11日に実施された短国買入オペは、5,000億円でオファーされた。オペ通告後に6M物が▲0.275~▲0.270%で出合う展開となる中、平均落札利回較差+0.006%、按分落札利回較差+0.002%と、在庫調整の売りからか小甘い結果となった。
13日に実施された3M物の入札は、WI取引において▲0.150~▲0.145%で出合う展開となったものの、平均落札利回▲0.1431%、按分落札利回▲0.1236%と、前回債からレートが上昇し、テールも流れる結果となった。

CD・CP市場

今週のCP市場は、小売・ゴム製品・電気機器業態等で大型案件が実施されたものの、9月末の残高調整の動きからか、週間発行総額8,500億円程度に対して、週間償還総額は1兆3,500億円程度と大幅な償還超のマーケットとなった。償還超とはなったものの、市場残高は週を通して21兆円台半ばで推移しており、前年比でプラス2兆円程度と、高水準の残高を維持している。発行レートは期内物に関しては0%近辺での出合が中心となっているが、投資家の運用ニーズの強い四半期を跨ぐ銘柄に関しては僅かなマイナスでの決着も見られている。
11日にはCP等買入オペが事前予定通りオファー額4,000億円で実施された。

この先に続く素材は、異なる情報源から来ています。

PR #2812, opened 2026-08-08
feat: Immediates

### LINKED ISSUE #2688: [RFC] feat: Immediates
[Intro to immediates](https://webgpufundamentals.org/webgpu/lessons/webgpu-immediates.html)

**API sketch:**
```ts
const Props = d.struct({
  color: d.vec3f,
});

// DEFINITION
const props = tgpu.immediateVar(Props);

// USAGE
const renderPipeline = root.createRenderPipeline({
  vertex: common.fullScreenTriangle,
  fragment: () => {
    'use gpu';
    return d.vec4f(props.$.color);
  },
});

// SUPPLYING
renderPipeline
  .withImmediates(props, { color: d.vec3f(1, 0, 0) })
  .draw(3);
```

Additional TypeGPU niceities:
- Our immediates can be used to provide an accessor, meaning a library can indirectly use an immediate through the user's decision.

reczkok:


packages/typegpu/src/core/pipeline/computePipeline.ts
```diff
@@ -542,11 +587,14 @@ class ComputePipelineCore implements SelfResolvable {
 
     warnIfOverflow(usedBindGroupLayouts, device.limits);
 
+    const immediateSize =
+      usedImmediate !== undefined ? validateImmediateUsage(usedImmediate, this.root) : undefined;
+
     const module = device.createShaderModule({
       label: `${getName(this) ?? '<unnamed>'} - Shader`,
       code,
     });
```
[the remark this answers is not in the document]
reczkok: not needed

packages/typegpu/src/core/immediate/immediateVar.ts
```diff
@@ -0,0 +1,291 @@
...
+  if (!root.enabledWgslLanguageFeatures.has(wgslLanguageExtensions.immediateAddressSpace)) {
+    throw new Error(
+      `Immediate variable '${
+        getName(immediate) ?? '<unnamed>'
+      }' cannot be used, because the '${wgslLanguageExtensions.immediateAddressSpace}' WGSL language extension is not supported in this environment. Check support with root.enabledWgslLanguageFeatures and fall back to a uniform buffer (e.g. via tgpu.accessor) when unavailable.`,
+    );
+  }
+
+  return sizeOf(immediate.dataType);
+}
```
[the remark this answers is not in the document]
reczkok: it's fine, clear webgpu error

packages/typegpu/src/core/pipeline/renderPipeline.ts
```diff
@@ -943,6 +988,9 @@ class RenderPipelineCore implements SelfResolvable {
 
     warnIfOverflow(usedBindGroupLayouts, device.limits);
 
+    const immediateSize =
+      usedImmediate !== undefined ? validateImmediateUsage(usedImmediate, root) : undefined;
+
```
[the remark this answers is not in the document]
reczkok: It will be an error either way, declaration is not required

apps/typegpu-docs/src/content/docs/apis/pipelines.mdx
```diff
@@ -677,6 +677,8 @@ Both styles operate on the same pass state and follow the WebGPU ordering rules:
 `pipeline.with(pass).draw(...)` sets the pass's current pipeline, so a subsequent `pass.draw(...)` executes that pipeline, not one set earlier via `pass.setPipeline(...)`.
 :::
 
+Note that `pipeline.with(pass)` returns a new pipeline wrapper on every call, so hoist it out of draw loops (`const bound = pipeline.with(pass)`) to let deduplication kick in. For values that change between draws, prefer pass-level state (`pass.setBindGroup`, `pass.setImmediates`) over the allocating `with*` methods.
+
```
aleksanderkatan, line 681: I need to create a new pass in each frame, right?
Did you mean something like "hoist it to the top of draw loops"? Also, I don't understand what deduplication means in this context.

apps/typegpu-docs/src/content/docs/apis/pipelines.mdx
```diff
@@ -726,3 +728,86 @@ const pipeline = root.createRenderPipeline({
...
+Immediates are small pieces of data set directly on a pass, on a per-draw (or per-dispatch) basis, without the overhead of a buffer. They are WebGPU's take on push constants.
+An immediate variable is defined with `tgpu['~unstable'].immediateVar` and used in shaders through its `.$` property, like other TypeGPU resources.
+
+```ts
+const tint = tgpu['~unstable'].immediateVar(d.vec4f, d.vec4f(1)); // schema + optional default
+
+const mainFragment = tgpu.fragmentFn({ out: d.vec4f })(() => tint.$);
+```
+
+The value is provided at execution time, either per-pipeline (`pipeline.with(immediate, value)`) or per-pass (`pass.setImmediates`).
```
aleksanderkatan, line 747: I think that "per-pass" usually means that it does not change during a pass, this is not the case, correct?

apps/typegpu-docs/src/content/docs/apis/pipelines.mdx
```diff
@@ -726,3 +728,86 @@ const pipeline = root.createRenderPipeline({
...
+
+// per frame:
+if (isImmediateVar(viewProjSource)) {
+  pass.setImmediates(viewProjSource, viewProjMatrix);
+} else {
+  viewProjSource.write(viewProjMatrix);
+}
+```
+
+A uniform buffer holds one value per submission, so values that change between draws need one uniform (and bind group) per value on the fallback path.
```
aleksanderkatan, line 813: Could you elaborate? I feel like I only know what this sentence means because I already knew that before. Something like this?

```suggestion
A uniform buffer's value cannot be changed by a command encoder, so immediate values that change between draws included in a single pass need one uniform (and bind group) per draw.
```

apps/typegpu-docs/src/content/docs/apis/pipelines.mdx
```diff
@@ -726,3 +728,86 @@ const pipeline = root.createRenderPipeline({
...
+pipeline.with(pass).draw(3);
+pass.end();
+encoder.submit();
+```
+
+Immediates come with a few WebGPU-imposed restrictions:
+
+- Only one immediate variable can be used in a single shader. To pass multiple values, use a struct schema.
+- The schema cannot contain arrays, atomics or booleans (use `d.u32` or `d.i32` instead).
+- The size of the schema must be a multiple of 4 bytes (pad with `d.size` if needed, e.g. `d.size(4, d.f16)`) and is limited by the device's `maxImmediateSize` limit (64 bytes by default where supported). A higher limit can be requested at initialization via `tgpu.init({ device: { requiredLimits: { maxImmediateSize: 128 } } })`.
```
aleksanderkatan, line 779: Is this actually true? 
I don't see this limitation anywhere, and I even noticed this:

Image

Either way, this is not asserted properly, as the following test fails:

```ts
    it('rejects schemas of invalid size', () => {
      expect(() => tgpu['~unstable'].immediateVar(d.size(4, d.f16))).not.toThrow();
      expect(() =>
        tgpu['~unstable'].immediateVar(d.struct({ a: d.f16 })),
      ).toThrowErrorMatchingInlineSnapshot();
      expect(() => tgpu['~unstable'].immediateVar(d.f16)).toThrowErrorMatchingInlineSnapshot();
    });
```

packages/typegpu/src/core/immediate/immediateVar.ts
```diff
@@ -0,0 +1,291 @@
...
+
+export function isImmediateVar(value: unknown): value is TgpuImmediateVar {
+  return value instanceof TgpuImmediateVarImpl;
+}
+
+// --------------
+// Implementation
+// --------------
+
+function assertValidImmediateSchema(schema: BaseData, rootSchema: BaseData = schema): void {
```
aleksanderkatan, line 73: This list would work if we assumed that the schema is already a storable type, but it is not. The following is allowed by the types, and the test fails:
```ts
    it('rejects other non-host-shareable values', () => {
      expect(() =>
        tgpu['~unstable'].immediateVar(d.texture2d()),
      ).toThrowErrorMatchingInlineSnapshot();
      expect(() =>
        tgpu['~unstable'].immediateVar(d.sampler()),
      ).toThrowErrorMatchingInlineSnapshot();
      expect(() =>
        tgpu['~unstable'].immediateVar(d.ptrFn(d.u32)),
      ).toThrowErrorMatchingInlineSnapshot();
    });
```

There already is a `StorableData` type we could use. Or we could add a new type:
`export type ImmediateData = ScalarData | VecData | MatData | WgslStruct;`

Also nit: I think it is generally cleaner to case out what is allowed, instead of what is not allowed (small chance of disallowing something that should be allowed > big chance of allowing something that should be disallowed)

packages/typegpu/tests/immediates.test.ts
```diff
@@ -0,0 +1,701 @@
...
+  }
+
+  describe('resolution', () => {
+    it('resolves to a var<immediate> declaration without bindings', () => {
+      const level = tgpu['~unstable'].immediateVar(d.f32);
+      const fn1 = tgpu.fn([], d.f32)(() => level.$);
+
+      const resolved = tgpu.resolve([fn1]);
+      expect(resolved).toContain('var<immediate> level: f32;');
+      expect(resolved).not.toContain('@group');
```
aleksanderkatan, line 32: Are you intentionally avoiding inline snapshots in these tests? I think that an additional `expect(resolved).toMatchInlineSnapthot()` here would make the test result more readable at a glance, and it would further reduce the chance of us accidentally making changes to the generated code

packages/typegpu/tests/immediates.test.ts
```diff
@@ -0,0 +1,701 @@
...
+    it('throws when two different immediate variables are used in one shader', () => {
+      const first = tgpu['~unstable'].immediateVar(d.f32);
+      const second = tgpu['~unstable'].immediateVar(d.f32);
+      const fn1 = tgpu.fn([], d.f32)(() => first.$ + second.$);
+
+      expect(() => tgpu.resolve([fn1])).toThrow(
+        /Cannot use both immediate variables 'first' and 'second' in a single shader/,
+      );
+    });
+
```
aleksanderkatan, line 99: Free test (probably redundant, but free)

```ts
    it('allows multiple immediates as long as they are pruned in comptime', () => {
      const slot = tgpu.slot<boolean>();
      const imm1 = tgpu['~unstable'].immediateVar(d.f32);
      const imm2 = tgpu['~unstable'].immediateVar(d.f32);
      const fn = tgpu.fn(
        [],
        d.f32,
      )(() => {
        'use gpu';
        return slot.$ ? imm1.$ : imm2.$;
      });

      expect(tgpu.resolve([fn.with(slot, true)])).toMatchInlineSnapshot(`
        "var<immediate> imm1: f32;

        fn fn_1() -> f32 {
          return imm1;
        }"
      `);
      expect(tgpu.resolve([fn.with(slot, false)])).toMatchInlineSnapshot(`
        "var<immediate> imm2: f32;

        fn fn_1() -> f32 {
          return imm2;
        }"
      `);
    });

```

packages/typegpu/tests/immediates.test.ts
```diff
@@ -0,0 +1,701 @@
...
+      pass.finish();
+
+      expect(writes).toEqual([[0.25]]);
+    });
+  });
+
+  describe('accessors', () => {
+    it('resolves an accessor fulfilled by an immediate variable', () => {
+      const level = tgpu.accessor(d.f32);
+      const levelImmediate = tgpu['~unstable'].immediateVar(d.f32).$name('levelImmediate');
```
aleksanderkatan, line 666: Can we just add `immediateVar` to the list in 'packages/unplugin-typegpu/src/core/common.ts:320'?

packages/typegpu/tests/immediates.test.ts
```diff
@@ -0,0 +1,701 @@
...
+      expect(() => pipeline.dispatchWorkgroups(1)).toThrow(
+        /'immediate_address_space' WGSL language extension is not supported/,
+      );
+    });
+  });
+
+  describe('render pipelines', () => {
+    it('rejects distinct immediates across stages of one shader module', ({ root }) => {
+      const vertexValue = tgpu['~unstable'].immediateVar(d.f32, 0).$name('vertexValue');
+      const fragmentValue = tgpu['~unstable'].immediateVar(d.f32, 0).$name('fragmentValue');
```
aleksanderkatan, line 270: nit: irrelevant names
```suggestion
      const vertexValue = tgpu['~unstable'].immediateVar(d.f32, 0);
      const fragmentValue = tgpu['~unstable'].immediateVar(d.f32, 0);
```

packages/typegpu/tests/immediates.test.ts
```diff
@@ -0,0 +1,701 @@
...
+      const level = tgpu['~unstable'].immediateVar(d.f32, 0.5);
+      const entry = tgpu.computeFn({ workgroupSize: [1] })(() => {
+        level.$;
+      });
+
+      root.createComputePipeline({ compute: entry }).with(level, 0.25).dispatchWorkgroups(1);
+
+      expect(writes).toEqual([[0.25]]);
+    });
+
```
aleksanderkatan, line 241: This is what `immediatesMap` is for, right? I don't see this tested.

```ts
    it('allows providing multiple immediates', ({ root, computePassEncoder }) => {
      const writes = trackWrites(computePassEncoder.mock.setImmediates);

      const imm1 = tgpu['~unstable'].immediateVar(d.f32);
      const imm2 = tgpu['~unstable'].immediateVar(d.f32);
      const fn = tgpu.computeFn({ workgroupSize: [1] })(() => {
        const a = imm1.$;
      });
      const pipeline = root.createComputePipeline({ compute: fn });

      pipeline.with(imm1, 1).with(imm2, 2).dispatchWorkgroups(1);

      expect(writes).toEqual([[1]]);
    });
```

packages/typegpu/tests/tgsl/letDeclaration.test.ts
```diff
@@ -55,4 +55,21 @@ describe('let declarations', () => {
       -----]
     `);
   });
+
+  it('throws when aliasing a value from the handle address space', () => {
```
aleksanderkatan, line 59: Why is this test in the `letDeclaration.test.ts`?

packages/typegpu/src/core/immediate/immediateVar.ts
```diff
@@ -0,0 +1,291 @@
...
+
+/**
+ * Tracks the last immediate snapshot written to a pass, so that repeated
+ * writes of the same captured value can be skipped. Only usable where the
+ * pass's immediate state cannot be reset outside of TypeGPU's control.
+ */
+export interface ImmediatesCache {
+  lastWrittenSnapshot: ImmediateSnapshot | undefined;
+  lastWrittenGeneration: number;
+}
```
aleksanderkatan: Is this purely for optimization cases like this?
```ts
pass.setImmediates(imm, m1);
pass.draw();
pass.setImmeditates(imm, m1);
pass.draw();
```

packages/typegpu/src/core/pipeline/drawState.ts
```diff
@@ -46,8 +55,11 @@ export class RenderDrawState {
   rawAccessed = false;
 }
 
-export class ComputeDrawState {
+export class ComputeDrawState implements ImmediatesCache {
   readonly bindGroups = new Map<TgpuBindGroupLayout, TgpuBindGroup | GPUBindGroup>();
+  readonly immediates: ImmediateSnapshotMap = new Map();
+  lastWrittenSnapshot: ImmediateSnapshot | undefined;
+  lastWrittenGeneration = 0;
```
aleksanderkatan, line 62: These three fields relate to immediates, and their state is correlated (when updating one, we need to remember to update another).
Also, they all appear in both draw states... why is compute state named draw anyway? 
I think that this immediate managing functionality should be delegated to another class for clarity

packages/typegpu/tests/immediates.test.ts
```diff
@@ -0,0 +1,701 @@
...
+        .with(tint, 0.5)
+        .with(renderPassEncoder);
+
+      bound.draw(3);
+      bound.draw(3);
+
+      expect(renderPassEncoder.mock.setImmediates).toBeCalledTimes(2);
+    });
+
+    it('distinguishes immediate variables with identical values', ({ root, renderPassEncoder }) => {
```
aleksanderkatan, line 582: Is there a reason to distinguish them or is this test just pinning the current behavior?

packages/typegpu/tests/immediates.test.ts
```diff
@@ -0,0 +1,701 @@
...
+      bytes[0] = 0.75;
+      pass.setImmediates(tint, bytes);
+      pipeline.with(pass).draw(3);
+      pass.end();
+      encoder.submit();
+
+      expect(writes).toEqual([[0.5], [0.75]]);
+    });
+
+    it('applies pipeline-level and pass-level immediates in call order', ({
```
aleksanderkatan, line 399: This test's result looks really unintuitive to me.
I'd expect that `pass.setImmediates` > `pipeline.with` > default. In this case, the line 409 does absolutely nothing. Is this documented somewhere? What is an intuitive explanation for that?

aleksanderkatan (changes requested):
Looks good! 🏊🔉
I leave some requests, mostly minor ones.

I just wonder, caching immediates intuitively looks to me like it could be vastly simplified, couldn't it be something like this? 
```ts
const imm = pipeline.usedImmediate;
const value = pass.valueOf(imm) ?? pipeline.valueOf(imm) ?? imm.default
// + some mechanism for cheking if this value was already written,
// if we always copy immediates to new ArrayBuffers,
// then a reference check should suffice
```

Some parts look like they could have been done in separate PRs, this review took me over 5 hours and I still didn't properly parse everything.

reczkok:
> Some parts look like they could have been done in separate PRs, this review took me over 5 hours and I still didn't properly parse everything.

If you share what parts you mean I'm happy to split

packages/typegpu/tests/immediates.test.ts
reczkok: Buuuut the inline snapshots tend to increase the line count drastically across a PR and I got a lot of LC based complaints in the past

apps/typegpu-docs/src/content/docs/apis/pipelines.mdx
reczkok: We do not enforce that for anything so I did not start here. Try creating a buffer of type `f16`, TypeGPU will allow it and it will get rejected by WebGPU. As for the rule it is true, enforced at pipeline layout stage 
image

apps/typegpu-docs/src/content/docs/apis/pipelines.mdx
reczkok: This will change after the precedence update I'm planning but deduplication refers to `.setXYZ` commands

apps/typegpu-docs/src/content/docs/apis/pipelines.mdx
reczkok: I don't think I understand the question

packages/typegpu/tests/immediates.test.ts
reczkok: I agree but it would require a bigger change for consistency. I have proposed it and would like it to land before this PR, then we can clean this up

apps/typegpu-docs/src/content/docs/apis/pipelines.mdx
aleksanderkatan: I just think that the "per-" wording may be misleading, I interpret "X is set per-Y" as "X doesn't change during the scope of Y". For example, color attachment is proivided per pass, but e.g. pipeline and immediates are not provided per-pass, because these can change. I'm not sure if this makes sense

apps/typegpu-docs/src/content/docs/apis/pipelines.mdx
aleksanderkatan: Fair

packages/typegpu/tests/immediates.test.ts
aleksanderkatan: I guess that's true, but reducing LC in this way does not reduce the actual complexity & scope of a PR (LC is just a vague measure of these two)

You can always mention how much tests contribute to LC in the description, we already do this from time to time, and I think that this makes people more likely to review big PRs

aleksanderkatan:
> If you share what parts you mean I'm happy to split

I thought about changes like allowing immediates in accessors, implementing glsl side, workletization, the caching mechanism, or maybe even schema validation.
At a glance, they look like small-medium sized incremental changes that could just iterate on a basic implementation of immediates with very little placeholder logic, not sure how many of these are actually like that though.

reczkok:
Moved to a stacked pair: #3031 (language feature) and #3032 (pipelines and passes).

前回のオペから間もなく、発行が膨らんでいないことから更なるレート低下が期待されるなか、結果は平均落札レートが▲0.006%・按分レートが▲0.009%となった。予想通り平均・按分レートともに前回比(平均▲0.003%・按分▲0.006%)で低下したものの、高水準の市場残高を反映してか金利低下は小幅にとどまった。